▶ WHAT THIS TASK INVOLVES
Please write the data out once more, exactly as it is given.

====================

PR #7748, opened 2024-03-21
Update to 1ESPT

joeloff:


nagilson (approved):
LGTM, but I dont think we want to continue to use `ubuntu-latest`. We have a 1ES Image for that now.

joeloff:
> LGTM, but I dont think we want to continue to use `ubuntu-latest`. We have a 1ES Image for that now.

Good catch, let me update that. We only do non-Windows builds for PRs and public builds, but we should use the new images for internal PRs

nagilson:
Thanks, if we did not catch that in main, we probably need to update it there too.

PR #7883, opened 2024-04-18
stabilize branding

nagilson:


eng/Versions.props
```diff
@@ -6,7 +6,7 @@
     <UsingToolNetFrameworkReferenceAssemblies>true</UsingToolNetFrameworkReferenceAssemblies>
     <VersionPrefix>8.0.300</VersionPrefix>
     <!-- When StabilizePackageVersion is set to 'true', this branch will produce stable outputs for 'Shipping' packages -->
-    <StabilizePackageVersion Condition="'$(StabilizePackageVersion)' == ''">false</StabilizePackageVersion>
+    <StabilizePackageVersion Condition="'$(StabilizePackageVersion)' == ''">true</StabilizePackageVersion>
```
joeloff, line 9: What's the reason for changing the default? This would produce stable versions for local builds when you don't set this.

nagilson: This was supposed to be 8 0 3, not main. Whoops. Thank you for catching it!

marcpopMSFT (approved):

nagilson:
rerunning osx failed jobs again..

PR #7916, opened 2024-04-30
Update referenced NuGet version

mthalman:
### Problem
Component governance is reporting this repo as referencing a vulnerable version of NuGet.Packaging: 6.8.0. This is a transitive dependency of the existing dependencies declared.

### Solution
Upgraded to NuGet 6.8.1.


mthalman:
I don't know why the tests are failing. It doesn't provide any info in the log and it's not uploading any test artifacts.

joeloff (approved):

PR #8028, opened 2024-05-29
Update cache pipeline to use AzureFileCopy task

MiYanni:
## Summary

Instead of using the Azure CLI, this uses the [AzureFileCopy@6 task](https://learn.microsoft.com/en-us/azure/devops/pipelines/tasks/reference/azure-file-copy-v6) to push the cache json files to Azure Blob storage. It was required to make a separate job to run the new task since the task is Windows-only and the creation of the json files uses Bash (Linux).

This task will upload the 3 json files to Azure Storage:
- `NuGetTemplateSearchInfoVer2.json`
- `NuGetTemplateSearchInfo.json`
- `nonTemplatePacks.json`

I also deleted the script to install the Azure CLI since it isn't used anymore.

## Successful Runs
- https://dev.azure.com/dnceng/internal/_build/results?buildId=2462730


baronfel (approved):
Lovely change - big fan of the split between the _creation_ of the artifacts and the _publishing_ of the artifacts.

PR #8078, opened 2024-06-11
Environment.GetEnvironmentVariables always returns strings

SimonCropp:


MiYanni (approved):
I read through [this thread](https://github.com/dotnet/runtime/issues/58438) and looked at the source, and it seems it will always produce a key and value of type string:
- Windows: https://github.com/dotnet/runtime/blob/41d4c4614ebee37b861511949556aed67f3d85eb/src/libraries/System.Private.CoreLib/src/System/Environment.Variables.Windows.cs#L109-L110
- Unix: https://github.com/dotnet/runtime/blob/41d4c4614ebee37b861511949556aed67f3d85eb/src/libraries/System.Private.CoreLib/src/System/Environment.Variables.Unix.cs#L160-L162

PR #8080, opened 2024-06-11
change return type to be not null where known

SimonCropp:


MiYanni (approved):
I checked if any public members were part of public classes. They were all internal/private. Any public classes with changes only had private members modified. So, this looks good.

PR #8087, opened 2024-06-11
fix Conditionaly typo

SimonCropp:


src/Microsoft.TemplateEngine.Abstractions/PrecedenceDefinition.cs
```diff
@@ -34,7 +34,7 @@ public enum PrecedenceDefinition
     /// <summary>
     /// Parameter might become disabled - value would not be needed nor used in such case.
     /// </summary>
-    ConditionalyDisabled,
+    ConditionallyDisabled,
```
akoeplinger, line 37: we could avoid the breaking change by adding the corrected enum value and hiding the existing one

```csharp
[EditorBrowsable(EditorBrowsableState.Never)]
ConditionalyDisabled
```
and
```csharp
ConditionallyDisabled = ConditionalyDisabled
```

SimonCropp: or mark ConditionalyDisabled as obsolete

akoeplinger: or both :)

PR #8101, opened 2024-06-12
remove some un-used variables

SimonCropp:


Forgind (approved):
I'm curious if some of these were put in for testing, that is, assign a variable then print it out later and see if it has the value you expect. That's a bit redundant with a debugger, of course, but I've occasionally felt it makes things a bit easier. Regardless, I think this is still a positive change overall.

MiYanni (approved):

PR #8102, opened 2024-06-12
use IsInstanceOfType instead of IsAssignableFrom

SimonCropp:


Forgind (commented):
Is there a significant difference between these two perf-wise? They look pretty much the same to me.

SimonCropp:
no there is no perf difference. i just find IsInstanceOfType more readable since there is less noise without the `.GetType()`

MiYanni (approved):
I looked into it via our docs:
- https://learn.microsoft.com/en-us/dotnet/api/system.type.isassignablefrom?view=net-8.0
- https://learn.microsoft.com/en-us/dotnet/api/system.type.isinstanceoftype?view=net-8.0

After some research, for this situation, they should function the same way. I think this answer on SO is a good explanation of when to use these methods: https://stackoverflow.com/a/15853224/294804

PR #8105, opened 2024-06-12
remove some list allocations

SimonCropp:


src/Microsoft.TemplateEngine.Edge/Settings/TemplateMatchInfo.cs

====================

▶ RESULT OF THIS TASK
PR #7748, opened 2024-03-21
Update to 1ESPT

joeloff:


nagilson (approved):
LGTM, but I dont think we want to continue to use `ubuntu-latest`. We have a 1ES Image for that now.

joeloff:
> LGTM, but I dont think we want to continue to use `ubuntu-latest`. We have a 1ES Image for that now.

Good catch, let me update that. We only do non-Windows builds for PRs and public builds, but we should use the new images for internal PRs

nagilson:
Thanks, if we did not catch that in main, we probably need to update it there too.

PR #7883, opened 2024-04-18
stabilize branding

nagilson:


eng/Versions.props
```diff
@@ -6,7 +6,7 @@
     <UsingToolNetFrameworkReferenceAssemblies>true</UsingToolNetFrameworkReferenceAssemblies>
     <VersionPrefix>8.0.300</VersionPrefix>
     <!-- When StabilizePackageVersion is set to 'true', this branch will produce stable outputs for 'Shipping' packages -->
-    <StabilizePackageVersion Condition="'$(StabilizePackageVersion)' == ''">false</StabilizePackageVersion>
+    <StabilizePackageVersion Condition="'$(StabilizePackageVersion)' == ''">true</StabilizePackageVersion>
```
joeloff, line 9: What's the reason for changing the default? This would produce stable versions for local builds when you don't set this.

nagilson: This was supposed to be 8 0 3, not main. Whoops. Thank you for catching it!

marcpopMSFT (approved):

nagilson:
rerunning osx failed jobs again..

PR #7916, opened 2024-04-30
Update referenced NuGet version

mthalman:
### Problem
Component governance is reporting this repo as referencing a vulnerable version of NuGet.Packaging: 6.8.0. This is a transitive dependency of the existing dependencies declared.

### Solution
Upgraded to NuGet 6.8.1.


mthalman:
I don't know why the tests are failing. It doesn't provide any info in the log and it's not uploading any test artifacts.

joeloff (approved):

PR #8028, opened 2024-05-29
Update cache pipeline to use AzureFileCopy task

MiYanni:
## Summary

Instead of using the Azure CLI, this uses the [AzureFileCopy@6 task](https://learn.microsoft.com/en-us/azure/devops/pipelines/tasks/reference/azure-file-copy-v6) to push the cache json files to Azure Blob storage. It was required to make a separate job to run the new task since the task is Windows-only and the creation of the json files uses Bash (Linux).

This task will upload the 3 json files to Azure Storage:
- `NuGetTemplateSearchInfoVer2.json`
- `NuGetTemplateSearchInfo.json`
- `nonTemplatePacks.json`

I also deleted the script to install the Azure CLI since it isn't used anymore.

## Successful Runs
- https://dev.azure.com/dnceng/internal/_build/results?buildId=2462730


baronfel (approved):
Lovely change - big fan of the split between the _creation_ of the artifacts and the _publishing_ of the artifacts.

PR #8078, opened 2024-06-11
Environment.GetEnvironmentVariables always returns strings

SimonCropp:


MiYanni (approved):
I read through [this thread](https://github.com/dotnet/runtime/issues/58438) and looked at the source, and it seems it will always produce a key and value of type string:
- Windows: https://github.com/dotnet/runtime/blob/41d4c4614ebee37b861511949556aed67f3d85eb/src/libraries/System.Private.CoreLib/src/System/Environment.Variables.Windows.cs#L109-L110
- Unix: https://github.com/dotnet/runtime/blob/41d4c4614ebee37b861511949556aed67f3d85eb/src/libraries/System.Private.CoreLib/src/System/Environment.Variables.Unix.cs#L160-L162

PR #8080, opened 2024-06-11
change return type to be not null where known

SimonCropp:


MiYanni (approved):
I checked if any public members were part of public classes. They were all internal/private. Any public classes with changes only had private members modified. So, this looks good.

PR #8087, opened 2024-06-11
fix Conditionaly typo

SimonCropp:


src/Microsoft.TemplateEngine.Abstractions/PrecedenceDefinition.cs
```diff
@@ -34,7 +34,7 @@ public enum PrecedenceDefinition
     /// <summary>
     /// Parameter might become disabled - value would not be needed nor used in such case.
     /// </summary>
-    ConditionalyDisabled,
+    ConditionallyDisabled,
```
akoeplinger, line 37: we could avoid the breaking change by adding the corrected enum value and hiding the existing one

```csharp
[EditorBrowsable(EditorBrowsableState.Never)]
ConditionalyDisabled
```
and
```csharp
ConditionallyDisabled = ConditionalyDisabled
```

SimonCropp: or mark ConditionalyDisabled as obsolete

akoeplinger: or both :)

PR #8101, opened 2024-06-12
remove some un-used variables

SimonCropp:


Forgind (approved):
I'm curious if some of these were put in for testing, that is, assign a variable then print it out later and see if it has the value you expect. That's a bit redundant with a debugger, of course, but I've occasionally felt it makes things a bit easier. Regardless, I think this is still a positive change overall.

MiYanni (approved):

PR #8102, opened 2024-06-12
use IsInstanceOfType instead of IsAssignableFrom

SimonCropp:


Forgind (commented):
Is there a significant difference between these two perf-wise? They look pretty much the same to me.

SimonCropp:
no there is no perf difference. i just find IsInstanceOfType more readable since there is less noise without the `.GetType()`

MiYanni (approved):
I looked into it via our docs:
- https://learn.microsoft.com/en-us/dotnet/api/system.type.isassignablefrom?view=net-8.0
- https://learn.microsoft.com/en-us/dotnet/api/system.type.isinstanceoftype?view=net-8.0

After some research, for this situation, they should function the same way. I think this answer on SO is a good explanation of when to use these methods: https://stackoverflow.com/a/15853224/294804

PR #8105, opened 2024-06-12
remove some list allocations

SimonCropp:


src/Microsoft.TemplateEngine.Edge/Settings/TemplateMatchInfo.cs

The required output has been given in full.